- **Work task**
Lines holding the word "FastAPI" are the ones to copy from the data below.
START Source material
PR #6006, opened 2026-04-28
Fix duplicate `app.timer` and lifecycle handler registration in script mode

### LINKED ISSUE #6003: app.timer acting weird when in script mode
### First Check

#### good way

```python
from nicegui import ui, app
from datetime import datetime

def global_timer():
    print("timer executed", datetime.now())

app.timer(1, global_timer)

@ui.page("/")
def index():
    ui.label("example label text")

ui.run()
```

#### bad way

```python
from nicegui import ui, app
from datetime import datetime

def global_timer():
    print("timer executed", datetime.now())

app.timer(1, global_timer)

ui.label("example label text")

ui.run()
```

### Description

When using `app.timer()` in [script mode](https://nicegui.io/documentation/section_pages_routing#script_mode) (without `ui.page()` ) it behaves weird.
The timer runs normally but when a client connects another timer will start for that session.
This results in one additional execution per second for each connected client.

# Possible solutions
- Improve the documentation for [app.timer](https://github.com/zauberzeug/nicegui/blob/31c4a69b81d0a65992c8cb145556ed1a86f1eafe/website/documentation/content/timer_documentation.py#L84) to warn about this behaviour.
- Detect when `app.timer(...)` is registered in script mode and print warning message
- Detect when `app.timer(...)` is registered in script mode and raise an exception

### NiceGUI Version

3.11.1

### Python Version

3.14.3

### Browser

[Brave](https://brave.com) (based on Chrome)

### Operating System

Windows

### Additional Context

# output of good code
Image

# output of bad code

Image

falkoschindler:
### Motivation

Closes #6003.

In script mode, `ui.run()` installs a root function that re-executes the user's script via `runpy.run_path` for every client connection. Anything in the global scope is therefore re-run per client — including `app.timer(...)`, which silently stacked another global timer on every connection. The reporter saw one extra tick per second per connected client.

The same shape of bug affected `app.on_connect`, `app.on_disconnect`, `app.on_delete`, `app.on_shutdown`, and `app.on_exception`: each would append another handler to the list per client connection, with no error or warning. (`app.on_startup` already guards itself.)

### Implementation

Added `core.is_script_mode_re_execution()` as the symmetric counterpart to the existing `core.is_script_mode_preflight()`:

- `is_script_mode_preflight()` → `script_mode and not app.is_started` (the first execution, before the server starts)
- `is_script_mode_re_execution()` → `script_mode and app.is_started` (the per-client re-execution after the server started)

The two timer flavors have opposite scope, so they skip on opposite phases:

- `app.timer` (global) skips on the per-client re-execution; it was already registered on the first run.
- `ui.timer` (per-client) skips on the preflight; it registers on each re-execution, as before.

To express that without a flag or XOR, `Timer.__init__` now calls `self._skip_registration()`, which the base class implements with `is_script_mode_re_execution()` and the Element subclass overrides with `is_script_mode_preflight()` (the existing pre-fix behavior, just relocated). This matches the override pattern already used for `_get_context`, `_can_start`, `_should_stop`, etc.

The five `App.on_*` lifecycle handlers got the same one-liner guard via the new helper.

### Progress

  - [x] How to unify the behavior of `app.on_startup` and `app.timer`?
- [x] Pytests are not necessary (and not easily possible with current infrastructure).

### DIFF
--- a/nicegui/app/app.py
+++ b/nicegui/app/app.py
@@ -104,6 +104,8 @@ class App(FastAPI):
 
         The callback can be synchronous or asynchronous and has an optional parameter of `nicegui.Client`.
         """
+        if core.is_script_mode_re_execution():
+            return  # already registered on the script's first execution
         self._connect_handlers.append(helpers.normalize_lifecycle_handler(handler, 'app.on_connect()'))
 
     def on_disconnect(self, handler: Callable) -> None:
@@ -113,6 +115,8 @@ class App(FastAPI):
 
         *Updated in version 3.0.0: The handler is also called when a client reconnects.*
         """
+        if core.is_script_mode_re_execution():
+            return  # already registered on the script's first execution
         self._disconnect_handlers.append(helpers.normalize_lifecycle_handler(handler, 'app.on_disconnect()'))
 
     def on_delete(self, handler: Callable) -> None:
@@ -122,6 +126,8 @@ class App(FastAPI):
 
         *Added in version 3.0.0*
         """
+        if core.is_script_mode_re_execution():
+            return  # already registered on the script's first execution
         self._delete_handlers.append(helpers.normalize_lifecycle_handler(handler, 'app.on_delete()'))
 
     def on_startup(self, handler: Callable) -> None:
@@ -143,6 +149,8 @@ class App(FastAPI):
         The callback can be synchronous or asynchronous.
         When NiceGUI is shut down or restarted, all tasks still in execution will be automatically canceled.
         """
+        if core.is_script_mode_re_execution():
+            return  # already registered on the script's first execution
         self._shutdown_handlers.append(helpers.normalize_lifecycle_handler(handler, 'app.on_shutdown()'))
 
     def on_exception(self, handler: Callable) -> None:
@@ -150,6 +158,8 @@ class App(FastAPI):
 
         The callback has an optional parameter of `Exception`.
         """
+        if core.is_script_mode_re_execution():
+            return  # already registered on the script's first execution
         self._exception_handlers.append(handler)
 
     def handle_exception(self, exception: Exception) -> None:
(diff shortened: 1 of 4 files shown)


falkoschindler:
### Open question

`app.on_startup` already guards against re-registration during the per-client re-execution, but it does so by **raising** with a hint to use `@ui.page`:

```python
if self.is_started and core.script_mode:
    raise RuntimeError('Unable to register a startup in script mode. Use a `@ui.page` function instead.')
```

This PR silently skips re-registration for `app.timer` and the other lifecycle handlers, so `on_startup` is now the odd one out. Worth picking one canonical behavior:

- **Silent skip (this PR).** The user gets the result they expected — one global registration — and the per-client re-execution becomes invisible. Trade-off: a user who doesn't yet understand script mode never finds out they were doing something subtly off-script.
- **Raise with `@ui.page` hint (today's `on_startup`).** Surfaces the conceptual mismatch loudly and steers the user toward `@ui.page`. Trade-off: the script is re-executed on _every_ client connection, so the error fires every time someone hits the page — quite noisy, and arguably overkill when the user's intent was unambiguous.

Worth noting that `on_startup` raising is partly a historical artifact: registering a startup handler after startup is a real error regardless of script mode (the startup phase is already over), so it has always raised. Script mode just made that path easier to hit. For `app.timer` and the `on_connect/disconnect/...` handlers, registering after startup is _normally_ fine (dynamic timers, late-bound handlers), so the raise pattern doesn't carry over as cleanly.

Happy to align in either direction in this PR or a follow-up.

EchterTimo:
+1 for Silent Skip

evnchn (approved):
Code is workable. 

If `is_script_mode_re_execution` is private API merge away. 

If it's public API I recommend a demo.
END Source material
- **Task result**
@@ -104,6 +104,8 @@ class App(FastAPI):
@@ -113,6 +115,8 @@ class App(FastAPI):
@@ -122,6 +126,8 @@ class App(FastAPI):
@@ -143,6 +149,8 @@ class App(FastAPI):
@@ -150,6 +158,8 @@ class App(FastAPI):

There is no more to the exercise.